-- Provided information follows --

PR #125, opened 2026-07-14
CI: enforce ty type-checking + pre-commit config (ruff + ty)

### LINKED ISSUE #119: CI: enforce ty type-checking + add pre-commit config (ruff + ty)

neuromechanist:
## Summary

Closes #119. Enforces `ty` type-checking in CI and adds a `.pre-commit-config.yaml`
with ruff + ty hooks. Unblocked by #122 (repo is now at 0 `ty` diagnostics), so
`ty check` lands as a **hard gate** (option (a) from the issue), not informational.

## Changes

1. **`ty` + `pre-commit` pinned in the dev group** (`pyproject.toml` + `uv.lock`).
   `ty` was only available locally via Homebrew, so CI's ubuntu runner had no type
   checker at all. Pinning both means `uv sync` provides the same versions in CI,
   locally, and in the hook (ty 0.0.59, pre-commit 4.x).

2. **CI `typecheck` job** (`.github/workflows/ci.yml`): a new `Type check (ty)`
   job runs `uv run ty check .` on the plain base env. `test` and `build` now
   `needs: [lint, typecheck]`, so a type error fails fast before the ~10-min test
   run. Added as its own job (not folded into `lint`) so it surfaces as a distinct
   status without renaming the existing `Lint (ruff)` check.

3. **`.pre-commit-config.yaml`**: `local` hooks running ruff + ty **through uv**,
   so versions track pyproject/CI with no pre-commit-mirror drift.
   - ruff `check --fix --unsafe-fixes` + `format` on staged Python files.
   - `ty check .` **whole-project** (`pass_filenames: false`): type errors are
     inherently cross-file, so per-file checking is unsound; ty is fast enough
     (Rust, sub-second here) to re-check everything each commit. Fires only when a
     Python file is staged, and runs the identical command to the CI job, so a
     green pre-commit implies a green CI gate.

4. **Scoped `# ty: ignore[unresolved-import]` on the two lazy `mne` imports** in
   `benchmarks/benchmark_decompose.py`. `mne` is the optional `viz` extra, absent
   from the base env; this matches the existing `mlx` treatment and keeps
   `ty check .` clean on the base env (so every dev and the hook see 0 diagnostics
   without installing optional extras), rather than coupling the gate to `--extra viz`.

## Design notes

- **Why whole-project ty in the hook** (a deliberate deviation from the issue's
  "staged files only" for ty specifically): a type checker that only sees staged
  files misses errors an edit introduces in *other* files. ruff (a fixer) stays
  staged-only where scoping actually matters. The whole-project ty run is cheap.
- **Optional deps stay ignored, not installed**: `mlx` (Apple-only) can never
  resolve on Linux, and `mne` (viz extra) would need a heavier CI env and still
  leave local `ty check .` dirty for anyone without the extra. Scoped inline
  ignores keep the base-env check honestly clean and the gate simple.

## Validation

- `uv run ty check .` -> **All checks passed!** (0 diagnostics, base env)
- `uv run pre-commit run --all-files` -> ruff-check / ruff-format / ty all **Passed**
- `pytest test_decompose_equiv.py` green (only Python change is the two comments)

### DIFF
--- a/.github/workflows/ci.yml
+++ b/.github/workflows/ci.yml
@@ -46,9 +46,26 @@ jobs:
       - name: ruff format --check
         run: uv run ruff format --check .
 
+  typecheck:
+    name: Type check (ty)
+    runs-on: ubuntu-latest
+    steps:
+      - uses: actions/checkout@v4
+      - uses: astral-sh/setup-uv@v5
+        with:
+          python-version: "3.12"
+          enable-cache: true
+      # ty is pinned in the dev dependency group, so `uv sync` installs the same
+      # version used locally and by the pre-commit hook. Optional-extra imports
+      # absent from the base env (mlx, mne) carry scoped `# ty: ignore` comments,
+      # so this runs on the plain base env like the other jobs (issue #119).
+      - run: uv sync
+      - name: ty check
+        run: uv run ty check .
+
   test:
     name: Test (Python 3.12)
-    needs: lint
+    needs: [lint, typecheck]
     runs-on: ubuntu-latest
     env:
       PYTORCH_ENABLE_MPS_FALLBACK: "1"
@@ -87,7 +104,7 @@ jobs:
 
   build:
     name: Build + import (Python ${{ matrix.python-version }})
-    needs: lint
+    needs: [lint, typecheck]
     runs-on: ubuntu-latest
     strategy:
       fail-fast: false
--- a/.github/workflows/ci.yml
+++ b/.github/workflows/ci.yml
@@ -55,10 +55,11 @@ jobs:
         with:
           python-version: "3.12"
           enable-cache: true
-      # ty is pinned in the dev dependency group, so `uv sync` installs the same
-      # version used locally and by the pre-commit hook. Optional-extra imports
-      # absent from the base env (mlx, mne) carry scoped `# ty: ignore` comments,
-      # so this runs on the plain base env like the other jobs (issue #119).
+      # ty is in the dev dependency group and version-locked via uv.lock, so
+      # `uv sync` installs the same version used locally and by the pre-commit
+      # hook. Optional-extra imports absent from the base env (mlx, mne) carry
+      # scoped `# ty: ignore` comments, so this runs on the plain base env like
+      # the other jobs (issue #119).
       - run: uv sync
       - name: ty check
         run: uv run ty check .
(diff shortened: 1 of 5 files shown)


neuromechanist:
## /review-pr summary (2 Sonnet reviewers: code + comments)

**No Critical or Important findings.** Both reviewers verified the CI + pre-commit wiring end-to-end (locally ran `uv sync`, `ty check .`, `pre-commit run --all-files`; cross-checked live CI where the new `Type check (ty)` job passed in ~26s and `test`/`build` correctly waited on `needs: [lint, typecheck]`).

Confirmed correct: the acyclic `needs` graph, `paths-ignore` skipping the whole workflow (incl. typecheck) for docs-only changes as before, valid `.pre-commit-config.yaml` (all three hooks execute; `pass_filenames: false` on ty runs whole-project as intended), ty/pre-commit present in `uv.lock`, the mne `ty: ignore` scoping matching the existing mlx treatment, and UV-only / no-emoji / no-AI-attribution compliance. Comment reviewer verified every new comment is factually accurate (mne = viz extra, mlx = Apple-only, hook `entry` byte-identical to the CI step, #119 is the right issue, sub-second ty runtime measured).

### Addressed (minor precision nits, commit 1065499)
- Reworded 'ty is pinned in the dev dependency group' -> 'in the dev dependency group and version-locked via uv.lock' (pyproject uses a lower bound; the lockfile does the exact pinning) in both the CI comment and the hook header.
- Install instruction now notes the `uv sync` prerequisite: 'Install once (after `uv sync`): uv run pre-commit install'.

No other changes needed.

-- Provided information concluded --

Your objective — A reply that repeats all the data exactly is required.

Result for this task —
PR #125, opened 2026-07-14
CI: enforce ty type-checking + pre-commit config (ruff + ty)

### LINKED ISSUE #119: CI: enforce ty type-checking + add pre-commit config (ruff + ty)

neuromechanist:
## Summary

Closes #119. Enforces `ty` type-checking in CI and adds a `.pre-commit-config.yaml`
with ruff + ty hooks. Unblocked by #122 (repo is now at 0 `ty` diagnostics), so
`ty check` lands as a **hard gate** (option (a) from the issue), not informational.

## Changes

1. **`ty` + `pre-commit` pinned in the dev group** (`pyproject.toml` + `uv.lock`).
   `ty` was only available locally via Homebrew, so CI's ubuntu runner had no type
   checker at all. Pinning both means `uv sync` provides the same versions in CI,
   locally, and in the hook (ty 0.0.59, pre-commit 4.x).

2. **CI `typecheck` job** (`.github/workflows/ci.yml`): a new `Type check (ty)`
   job runs `uv run ty check .` on the plain base env. `test` and `build` now
   `needs: [lint, typecheck]`, so a type error fails fast before the ~10-min test
   run. Added as its own job (not folded into `lint`) so it surfaces as a distinct
   status without renaming the existing `Lint (ruff)` check.

3. **`.pre-commit-config.yaml`**: `local` hooks running ruff + ty **through uv**,
   so versions track pyproject/CI with no pre-commit-mirror drift.
   - ruff `check --fix --unsafe-fixes` + `format` on staged Python files.
   - `ty check .` **whole-project** (`pass_filenames: false`): type errors are
     inherently cross-file, so per-file checking is unsound; ty is fast enough
     (Rust, sub-second here) to re-check everything each commit. Fires only when a
     Python file is staged, and runs the identical command to the CI job, so a
     green pre-commit implies a green CI gate.

4. **Scoped `# ty: ignore[unresolved-import]` on the two lazy `mne` imports** in
   `benchmarks/benchmark_decompose.py`. `mne` is the optional `viz` extra, absent
   from the base env; this matches the existing `mlx` treatment and keeps
   `ty check .` clean on the base env (so every dev and the hook see 0 diagnostics
   without installing optional extras), rather than coupling the gate to `--extra viz`.

## Design notes

- **Why whole-project ty in the hook** (a deliberate deviation from the issue's
  "staged files only" for ty specifically): a type checker that only sees staged
  files misses errors an edit introduces in *other* files. ruff (a fixer) stays
  staged-only where scoping actually matters. The whole-project ty run is cheap.
- **Optional deps stay ignored, not installed**: `mlx` (Apple-only) can never
  resolve on Linux, and `mne` (viz extra) would need a heavier CI env and still
  leave local `ty check .` dirty for anyone without the extra. Scoped inline
  ignores keep the base-env check honestly clean and the gate simple.

## Validation

- `uv run ty check .` -> **All checks passed!** (0 diagnostics, base env)
- `uv run pre-commit run --all-files` -> ruff-check / ruff-format / ty all **Passed**
- `pytest test_decompose_equiv.py` green (only Python change is the two comments)

### DIFF
--- a/.github/workflows/ci.yml
+++ b/.github/workflows/ci.yml
@@ -46,9 +46,26 @@ jobs:
       - name: ruff format --check
         run: uv run ruff format --check .
 
+  typecheck:
+    name: Type check (ty)
+    runs-on: ubuntu-latest
+    steps:
+      - uses: actions/checkout@v4
+      - uses: astral-sh/setup-uv@v5
+        with:
+          python-version: "3.12"
+          enable-cache: true
+      # ty is pinned in the dev dependency group, so `uv sync` installs the same
+      # version used locally and by the pre-commit hook. Optional-extra imports
+      # absent from the base env (mlx, mne) carry scoped `# ty: ignore` comments,
+      # so this runs on the plain base env like the other jobs (issue #119).
+      - run: uv sync
+      - name: ty check
+        run: uv run ty check .
+
   test:
     name: Test (Python 3.12)
-    needs: lint
+    needs: [lint, typecheck]
     runs-on: ubuntu-latest
     env:
       PYTORCH_ENABLE_MPS_FALLBACK: "1"
@@ -87,7 +104,7 @@ jobs:
 
   build:
     name: Build + import (Python ${{ matrix.python-version }})
-    needs: lint
+    needs: [lint, typecheck]
     runs-on: ubuntu-latest
     strategy:
       fail-fast: false
--- a/.github/workflows/ci.yml
+++ b/.github/workflows/ci.yml
@@ -55,10 +55,11 @@ jobs:
         with:
           python-version: "3.12"
           enable-cache: true
-      # ty is pinned in the dev dependency group, so `uv sync` installs the same
-      # version used locally and by the pre-commit hook. Optional-extra imports
-      # absent from the base env (mlx, mne) carry scoped `# ty: ignore` comments,
-      # so this runs on the plain base env like the other jobs (issue #119).
+      # ty is in the dev dependency group and version-locked via uv.lock, so
+      # `uv sync` installs the same version used locally and by the pre-commit
+      # hook. Optional-extra imports absent from the base env (mlx, mne) carry
+      # scoped `# ty: ignore` comments, so this runs on the plain base env like
+      # the other jobs (issue #119).
       - run: uv sync
       - name: ty check
         run: uv run ty check .
(diff shortened: 1 of 5 files shown)


neuromechanist:
## /review-pr summary (2 Sonnet reviewers: code + comments)

**No Critical or Important findings.** Both reviewers verified the CI + pre-commit wiring end-to-end (locally ran `uv sync`, `ty check .`, `pre-commit run --all-files`; cross-checked live CI where the new `Type check (ty)` job passed in ~26s and `test`/`build` correctly waited on `needs: [lint, typecheck]`).

Confirmed correct: the acyclic `needs` graph, `paths-ignore` skipping the whole workflow (incl. typecheck) for docs-only changes as before, valid `.pre-commit-config.yaml` (all three hooks execute; `pass_filenames: false` on ty runs whole-project as intended), ty/pre-commit present in `uv.lock`, the mne `ty: ignore` scoping matching the existing mlx treatment, and UV-only / no-emoji / no-AI-attribution compliance. Comment reviewer verified every new comment is factually accurate (mne = viz extra, mlx = Apple-only, hook `entry` byte-identical to the CI step, #119 is the right issue, sub-second ty runtime measured).

### Addressed (minor precision nits, commit 1065499)
- Reworded 'ty is pinned in the dev dependency group' -> 'in the dev dependency group and version-locked via uv.lock' (pyproject uses a lower bound; the lockfile does the exact pinning) in both the CI comment and the hook header.
- Install instruction now notes the `uv sync` prerequisite: 'Install once (after `uv sync`): uv run pre-commit install'.

No other changes needed.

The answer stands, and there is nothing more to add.